What the task asks
Return a copy of each line in the listing that includes the word "test".

Recorded information
PR #2820, opened 2025-11-07
Bug: throw redirect in onBeforeRenderClient breaks back button

dajinchu:
I noticed that `throw redirect()` in `onBeforeRenderClient` breaks back button behavior. It works fine in `onBeforeRender` / `data`. I believe this may be because the browser has changed URL already by the time `onBeforeRenderClient` is called.

Opened this PR with demonstrative failing spec.

Is this intentional? Could not find clear guidance in docs on where `throw redirect()` is allowed

### DIFF
--- a/test/playground/pages/redirect/+Page.tsx
+++ b/test/playground/pages/redirect/+Page.tsx
@@ -1,0 +1,3 @@
+export function Page(){
+
+}
--- a/test/playground/pages/redirect/+onBeforeRenderClient.ts
+++ b/test/playground/pages/redirect/+onBeforeRenderClient.ts
@@ -1,0 +1,8 @@
+export { onBeforeRenderClient }
+
+import type { PageContextClient } from 'vike/types'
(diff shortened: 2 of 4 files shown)


brillout:
I don't see a fundamental blocker for supporting it in `+on{Before}RenderClient`, I'll have a look at it.

brillout:
When I hit the back button in the browser, it goes back to `/`. When I execute `navigation.back()` it goes back to `/redirect` instead (which then redirects to `/about`). Can you confirm this behavior?

Not sure why `navigation.back()` results in a default behavior, maybe it's some kind of browser thing. (In principle, it shouldn't make any difference.)

As for your original request, I ain't sure what you want is a sensible default for all users. If the redirect is performed conditionally then not skipping the redirecting page is usually the desired behavior. For example, if a user goes to admin page => redirection to login page => goes back once logged in => user expects admin page.

What's your use case here?

Closing for now, but let's continue the discussion.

Task output
--- a/test/playground/pages/redirect/+Page.tsx
+++ b/test/playground/pages/redirect/+Page.tsx
--- a/test/playground/pages/redirect/+onBeforeRenderClient.ts
+++ b/test/playground/pages/redirect/+onBeforeRenderClient.ts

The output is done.